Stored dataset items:
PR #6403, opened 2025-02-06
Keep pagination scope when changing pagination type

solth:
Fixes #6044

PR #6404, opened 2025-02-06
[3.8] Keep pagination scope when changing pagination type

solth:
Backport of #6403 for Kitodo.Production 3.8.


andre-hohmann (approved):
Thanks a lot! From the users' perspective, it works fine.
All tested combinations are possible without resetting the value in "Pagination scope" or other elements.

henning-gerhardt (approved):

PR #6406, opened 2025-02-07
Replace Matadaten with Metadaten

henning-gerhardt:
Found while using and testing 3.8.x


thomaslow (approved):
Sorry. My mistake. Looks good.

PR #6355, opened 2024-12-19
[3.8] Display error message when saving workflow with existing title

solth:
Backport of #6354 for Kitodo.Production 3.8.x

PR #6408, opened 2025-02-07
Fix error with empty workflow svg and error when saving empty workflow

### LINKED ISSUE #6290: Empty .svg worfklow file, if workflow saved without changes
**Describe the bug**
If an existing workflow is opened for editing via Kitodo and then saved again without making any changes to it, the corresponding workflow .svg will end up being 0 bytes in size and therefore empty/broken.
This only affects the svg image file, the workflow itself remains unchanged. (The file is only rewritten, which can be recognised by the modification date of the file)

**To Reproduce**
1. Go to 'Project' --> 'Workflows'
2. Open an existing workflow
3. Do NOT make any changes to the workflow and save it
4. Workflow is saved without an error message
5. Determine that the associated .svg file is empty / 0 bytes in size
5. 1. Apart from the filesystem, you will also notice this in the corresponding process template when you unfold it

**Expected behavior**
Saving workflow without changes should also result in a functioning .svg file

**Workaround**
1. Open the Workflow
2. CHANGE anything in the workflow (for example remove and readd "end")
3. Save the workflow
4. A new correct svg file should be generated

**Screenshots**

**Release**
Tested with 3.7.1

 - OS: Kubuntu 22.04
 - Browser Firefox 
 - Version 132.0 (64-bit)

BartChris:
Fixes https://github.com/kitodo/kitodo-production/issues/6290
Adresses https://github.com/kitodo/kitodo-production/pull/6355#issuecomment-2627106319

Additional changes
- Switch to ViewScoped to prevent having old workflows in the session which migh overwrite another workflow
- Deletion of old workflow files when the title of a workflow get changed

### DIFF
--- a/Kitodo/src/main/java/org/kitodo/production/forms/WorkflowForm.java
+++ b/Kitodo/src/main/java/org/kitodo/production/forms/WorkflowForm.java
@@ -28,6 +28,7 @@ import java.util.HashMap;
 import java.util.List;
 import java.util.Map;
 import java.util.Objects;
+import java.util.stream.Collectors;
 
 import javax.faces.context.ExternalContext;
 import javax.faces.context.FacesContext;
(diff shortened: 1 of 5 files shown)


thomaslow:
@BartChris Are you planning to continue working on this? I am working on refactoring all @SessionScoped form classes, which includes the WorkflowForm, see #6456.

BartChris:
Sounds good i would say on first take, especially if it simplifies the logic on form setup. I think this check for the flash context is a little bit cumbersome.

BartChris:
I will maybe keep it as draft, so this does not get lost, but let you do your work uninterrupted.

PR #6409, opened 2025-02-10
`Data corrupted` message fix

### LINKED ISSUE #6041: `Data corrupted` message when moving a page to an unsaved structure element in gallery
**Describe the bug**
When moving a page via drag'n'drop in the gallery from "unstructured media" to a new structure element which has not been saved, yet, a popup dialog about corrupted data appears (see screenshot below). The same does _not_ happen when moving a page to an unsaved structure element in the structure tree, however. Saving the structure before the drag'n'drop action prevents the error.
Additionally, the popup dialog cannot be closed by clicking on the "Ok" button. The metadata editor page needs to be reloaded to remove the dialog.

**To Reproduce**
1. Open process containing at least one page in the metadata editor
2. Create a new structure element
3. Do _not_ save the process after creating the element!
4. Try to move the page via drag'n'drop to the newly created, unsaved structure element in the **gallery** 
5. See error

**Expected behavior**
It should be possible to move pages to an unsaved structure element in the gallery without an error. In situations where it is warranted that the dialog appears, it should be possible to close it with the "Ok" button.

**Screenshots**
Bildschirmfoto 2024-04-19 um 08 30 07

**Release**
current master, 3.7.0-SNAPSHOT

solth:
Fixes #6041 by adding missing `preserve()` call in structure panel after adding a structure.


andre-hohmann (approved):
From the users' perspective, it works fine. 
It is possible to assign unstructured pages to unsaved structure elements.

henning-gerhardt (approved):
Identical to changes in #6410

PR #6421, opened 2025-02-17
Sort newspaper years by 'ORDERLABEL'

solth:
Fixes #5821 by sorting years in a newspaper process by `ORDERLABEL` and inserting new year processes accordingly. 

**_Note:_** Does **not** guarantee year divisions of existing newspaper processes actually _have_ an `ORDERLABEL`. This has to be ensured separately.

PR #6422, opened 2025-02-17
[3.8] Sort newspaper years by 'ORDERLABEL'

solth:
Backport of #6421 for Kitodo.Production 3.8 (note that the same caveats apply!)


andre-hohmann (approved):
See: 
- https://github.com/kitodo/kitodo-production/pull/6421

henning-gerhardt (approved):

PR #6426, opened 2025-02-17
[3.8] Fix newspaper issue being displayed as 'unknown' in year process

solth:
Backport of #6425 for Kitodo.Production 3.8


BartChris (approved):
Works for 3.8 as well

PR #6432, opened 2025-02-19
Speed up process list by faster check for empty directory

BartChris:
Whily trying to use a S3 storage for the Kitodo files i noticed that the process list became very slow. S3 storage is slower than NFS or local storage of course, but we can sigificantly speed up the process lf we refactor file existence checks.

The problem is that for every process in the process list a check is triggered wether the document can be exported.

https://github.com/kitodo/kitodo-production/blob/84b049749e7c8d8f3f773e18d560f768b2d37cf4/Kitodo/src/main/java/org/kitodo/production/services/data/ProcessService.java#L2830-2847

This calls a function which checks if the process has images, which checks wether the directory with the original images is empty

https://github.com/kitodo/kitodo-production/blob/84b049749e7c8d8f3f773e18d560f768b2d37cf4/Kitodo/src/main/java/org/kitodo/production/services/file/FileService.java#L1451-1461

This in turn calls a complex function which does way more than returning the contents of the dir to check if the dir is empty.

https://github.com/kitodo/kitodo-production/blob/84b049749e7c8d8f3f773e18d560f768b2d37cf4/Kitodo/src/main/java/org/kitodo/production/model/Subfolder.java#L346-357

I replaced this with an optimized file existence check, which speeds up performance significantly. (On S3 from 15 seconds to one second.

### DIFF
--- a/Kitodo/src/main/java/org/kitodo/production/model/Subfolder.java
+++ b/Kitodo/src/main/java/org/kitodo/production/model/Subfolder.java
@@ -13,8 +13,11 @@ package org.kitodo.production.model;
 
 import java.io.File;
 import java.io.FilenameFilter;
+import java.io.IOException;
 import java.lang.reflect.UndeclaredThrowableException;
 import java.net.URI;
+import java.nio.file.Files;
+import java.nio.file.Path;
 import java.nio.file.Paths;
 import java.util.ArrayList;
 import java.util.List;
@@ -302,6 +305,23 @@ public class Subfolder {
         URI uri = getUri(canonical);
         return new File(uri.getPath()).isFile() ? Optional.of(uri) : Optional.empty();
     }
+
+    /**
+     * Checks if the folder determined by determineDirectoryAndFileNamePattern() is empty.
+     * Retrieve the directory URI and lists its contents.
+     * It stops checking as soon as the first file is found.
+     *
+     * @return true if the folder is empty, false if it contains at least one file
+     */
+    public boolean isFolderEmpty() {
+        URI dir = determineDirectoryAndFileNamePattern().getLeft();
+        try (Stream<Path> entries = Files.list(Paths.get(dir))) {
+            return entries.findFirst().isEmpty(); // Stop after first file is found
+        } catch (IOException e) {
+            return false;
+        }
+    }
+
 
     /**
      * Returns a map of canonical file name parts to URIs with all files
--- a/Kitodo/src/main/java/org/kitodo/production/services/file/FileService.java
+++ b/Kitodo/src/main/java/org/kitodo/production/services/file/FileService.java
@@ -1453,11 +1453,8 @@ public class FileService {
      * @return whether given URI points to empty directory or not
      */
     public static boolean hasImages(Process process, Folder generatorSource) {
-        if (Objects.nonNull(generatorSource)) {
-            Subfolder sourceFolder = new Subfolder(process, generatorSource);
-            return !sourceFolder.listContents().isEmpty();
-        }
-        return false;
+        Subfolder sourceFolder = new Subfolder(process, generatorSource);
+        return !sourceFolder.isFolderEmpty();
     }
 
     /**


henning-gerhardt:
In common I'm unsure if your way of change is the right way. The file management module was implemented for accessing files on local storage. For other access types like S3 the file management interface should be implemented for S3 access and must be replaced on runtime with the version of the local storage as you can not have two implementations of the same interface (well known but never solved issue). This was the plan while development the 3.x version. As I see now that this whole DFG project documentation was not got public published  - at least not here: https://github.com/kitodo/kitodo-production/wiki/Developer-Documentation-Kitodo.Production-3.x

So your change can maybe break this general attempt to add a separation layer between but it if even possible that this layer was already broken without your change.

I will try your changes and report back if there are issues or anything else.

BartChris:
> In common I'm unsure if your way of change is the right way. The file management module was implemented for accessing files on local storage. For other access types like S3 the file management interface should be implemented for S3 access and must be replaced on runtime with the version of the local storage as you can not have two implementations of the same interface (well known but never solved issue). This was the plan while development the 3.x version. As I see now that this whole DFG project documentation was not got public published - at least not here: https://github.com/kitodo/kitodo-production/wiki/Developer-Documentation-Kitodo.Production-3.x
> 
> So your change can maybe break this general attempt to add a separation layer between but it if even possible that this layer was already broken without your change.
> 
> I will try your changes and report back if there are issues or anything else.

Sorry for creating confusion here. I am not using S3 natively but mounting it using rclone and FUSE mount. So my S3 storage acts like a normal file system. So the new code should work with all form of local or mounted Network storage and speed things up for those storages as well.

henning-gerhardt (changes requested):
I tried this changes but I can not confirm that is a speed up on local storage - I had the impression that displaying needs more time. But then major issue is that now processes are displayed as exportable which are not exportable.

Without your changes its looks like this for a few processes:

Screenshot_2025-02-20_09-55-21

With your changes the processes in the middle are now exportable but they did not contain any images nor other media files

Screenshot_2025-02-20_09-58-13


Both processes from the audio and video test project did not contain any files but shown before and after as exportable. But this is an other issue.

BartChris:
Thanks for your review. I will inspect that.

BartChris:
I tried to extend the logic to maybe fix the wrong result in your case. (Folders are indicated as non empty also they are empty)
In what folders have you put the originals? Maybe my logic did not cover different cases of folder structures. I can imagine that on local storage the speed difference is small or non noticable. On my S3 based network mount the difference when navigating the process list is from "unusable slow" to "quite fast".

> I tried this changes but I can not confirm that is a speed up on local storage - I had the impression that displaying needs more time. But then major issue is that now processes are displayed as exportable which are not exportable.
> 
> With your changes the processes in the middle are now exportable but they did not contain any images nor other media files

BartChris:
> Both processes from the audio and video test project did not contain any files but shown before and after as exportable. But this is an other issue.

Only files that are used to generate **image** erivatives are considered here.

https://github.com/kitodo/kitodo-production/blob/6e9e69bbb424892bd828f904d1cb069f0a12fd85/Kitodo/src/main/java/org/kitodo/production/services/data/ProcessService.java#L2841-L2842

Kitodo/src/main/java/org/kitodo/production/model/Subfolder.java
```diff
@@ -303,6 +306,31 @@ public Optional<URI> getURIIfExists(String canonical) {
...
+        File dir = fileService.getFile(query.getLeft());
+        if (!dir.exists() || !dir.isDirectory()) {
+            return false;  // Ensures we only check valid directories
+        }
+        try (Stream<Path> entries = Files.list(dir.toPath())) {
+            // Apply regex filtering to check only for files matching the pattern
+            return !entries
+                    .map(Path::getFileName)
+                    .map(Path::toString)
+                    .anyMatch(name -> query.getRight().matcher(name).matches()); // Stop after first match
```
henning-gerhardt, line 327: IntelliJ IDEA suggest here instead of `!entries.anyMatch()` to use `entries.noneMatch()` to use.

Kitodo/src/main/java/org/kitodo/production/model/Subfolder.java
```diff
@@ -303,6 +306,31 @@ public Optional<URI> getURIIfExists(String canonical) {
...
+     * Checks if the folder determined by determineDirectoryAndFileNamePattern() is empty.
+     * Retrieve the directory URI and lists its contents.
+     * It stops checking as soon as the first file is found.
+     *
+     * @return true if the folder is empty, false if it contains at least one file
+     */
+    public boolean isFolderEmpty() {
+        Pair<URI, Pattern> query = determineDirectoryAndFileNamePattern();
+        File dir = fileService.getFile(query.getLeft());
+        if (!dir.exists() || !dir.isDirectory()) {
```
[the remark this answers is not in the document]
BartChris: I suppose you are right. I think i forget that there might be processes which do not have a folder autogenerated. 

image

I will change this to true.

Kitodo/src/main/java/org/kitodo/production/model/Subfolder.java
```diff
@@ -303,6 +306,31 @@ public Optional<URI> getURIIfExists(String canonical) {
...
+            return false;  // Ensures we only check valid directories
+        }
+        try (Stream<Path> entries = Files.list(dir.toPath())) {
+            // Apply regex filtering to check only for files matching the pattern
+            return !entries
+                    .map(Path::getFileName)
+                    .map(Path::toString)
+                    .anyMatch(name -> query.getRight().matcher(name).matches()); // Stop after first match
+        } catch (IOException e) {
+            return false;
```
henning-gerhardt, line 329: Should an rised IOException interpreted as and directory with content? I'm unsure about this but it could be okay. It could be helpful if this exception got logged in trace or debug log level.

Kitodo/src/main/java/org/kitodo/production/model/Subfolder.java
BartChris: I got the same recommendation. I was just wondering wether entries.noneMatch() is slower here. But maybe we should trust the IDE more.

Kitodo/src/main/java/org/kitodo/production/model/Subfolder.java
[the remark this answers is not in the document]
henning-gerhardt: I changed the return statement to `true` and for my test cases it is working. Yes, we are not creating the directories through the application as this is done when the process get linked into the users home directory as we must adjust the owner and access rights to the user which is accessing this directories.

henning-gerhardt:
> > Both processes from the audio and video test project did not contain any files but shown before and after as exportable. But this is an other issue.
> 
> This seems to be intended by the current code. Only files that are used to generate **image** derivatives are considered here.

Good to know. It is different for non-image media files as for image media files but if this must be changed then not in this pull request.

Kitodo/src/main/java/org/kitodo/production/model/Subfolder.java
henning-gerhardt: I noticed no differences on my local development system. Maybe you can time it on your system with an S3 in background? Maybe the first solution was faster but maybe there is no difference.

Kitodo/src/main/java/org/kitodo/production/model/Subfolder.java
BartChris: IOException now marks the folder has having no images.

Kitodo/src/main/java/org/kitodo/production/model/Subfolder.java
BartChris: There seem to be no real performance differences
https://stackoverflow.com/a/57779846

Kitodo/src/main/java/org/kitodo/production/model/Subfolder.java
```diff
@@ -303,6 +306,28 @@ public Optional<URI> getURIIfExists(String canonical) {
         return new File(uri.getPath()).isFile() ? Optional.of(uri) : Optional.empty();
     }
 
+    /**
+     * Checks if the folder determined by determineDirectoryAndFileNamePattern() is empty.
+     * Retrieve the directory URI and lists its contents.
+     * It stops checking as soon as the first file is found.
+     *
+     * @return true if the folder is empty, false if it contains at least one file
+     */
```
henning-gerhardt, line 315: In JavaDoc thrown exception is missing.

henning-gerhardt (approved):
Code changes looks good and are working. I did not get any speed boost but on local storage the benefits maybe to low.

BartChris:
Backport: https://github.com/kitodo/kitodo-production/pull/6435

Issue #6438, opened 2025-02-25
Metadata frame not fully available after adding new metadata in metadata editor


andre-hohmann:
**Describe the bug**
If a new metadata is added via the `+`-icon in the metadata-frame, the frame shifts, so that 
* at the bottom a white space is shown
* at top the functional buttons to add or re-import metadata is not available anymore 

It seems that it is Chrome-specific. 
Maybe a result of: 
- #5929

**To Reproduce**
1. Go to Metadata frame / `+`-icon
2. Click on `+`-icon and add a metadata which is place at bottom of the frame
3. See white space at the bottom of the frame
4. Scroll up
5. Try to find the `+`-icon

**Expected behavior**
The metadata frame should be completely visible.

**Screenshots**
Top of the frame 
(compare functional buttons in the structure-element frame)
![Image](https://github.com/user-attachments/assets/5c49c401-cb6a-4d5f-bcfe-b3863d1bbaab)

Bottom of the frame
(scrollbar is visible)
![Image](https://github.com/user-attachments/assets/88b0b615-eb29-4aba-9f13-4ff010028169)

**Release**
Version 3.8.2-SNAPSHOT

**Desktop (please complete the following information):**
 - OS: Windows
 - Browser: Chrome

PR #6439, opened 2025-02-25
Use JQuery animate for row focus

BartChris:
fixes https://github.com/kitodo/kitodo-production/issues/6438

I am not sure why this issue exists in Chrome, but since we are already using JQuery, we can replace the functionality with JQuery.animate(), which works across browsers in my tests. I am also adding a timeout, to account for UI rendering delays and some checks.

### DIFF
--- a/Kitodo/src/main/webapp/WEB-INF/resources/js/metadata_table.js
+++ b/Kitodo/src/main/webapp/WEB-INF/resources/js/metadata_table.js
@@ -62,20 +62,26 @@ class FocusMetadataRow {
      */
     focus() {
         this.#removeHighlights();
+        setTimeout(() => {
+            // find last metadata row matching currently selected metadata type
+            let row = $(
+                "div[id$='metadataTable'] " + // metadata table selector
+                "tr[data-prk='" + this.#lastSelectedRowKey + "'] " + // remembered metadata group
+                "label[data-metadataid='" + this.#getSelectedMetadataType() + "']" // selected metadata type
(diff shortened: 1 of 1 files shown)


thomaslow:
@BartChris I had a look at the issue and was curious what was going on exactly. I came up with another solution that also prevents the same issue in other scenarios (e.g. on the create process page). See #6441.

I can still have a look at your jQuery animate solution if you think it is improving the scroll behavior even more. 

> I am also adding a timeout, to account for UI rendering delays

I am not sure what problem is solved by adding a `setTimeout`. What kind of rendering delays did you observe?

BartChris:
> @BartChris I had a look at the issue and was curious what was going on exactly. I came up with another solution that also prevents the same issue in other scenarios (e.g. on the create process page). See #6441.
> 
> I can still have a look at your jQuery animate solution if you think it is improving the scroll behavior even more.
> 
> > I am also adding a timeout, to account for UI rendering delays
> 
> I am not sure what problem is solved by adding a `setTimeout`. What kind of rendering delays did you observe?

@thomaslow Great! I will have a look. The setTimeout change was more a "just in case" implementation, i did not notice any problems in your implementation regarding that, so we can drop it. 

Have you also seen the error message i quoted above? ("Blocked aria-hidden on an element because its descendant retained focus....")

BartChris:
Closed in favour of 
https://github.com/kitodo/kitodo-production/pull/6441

> Task
Your answer should hold every line of the entries that contains the string "white".

> Result of the exercise
* at the bottom a white space is shown
3. See white space at the bottom of the frame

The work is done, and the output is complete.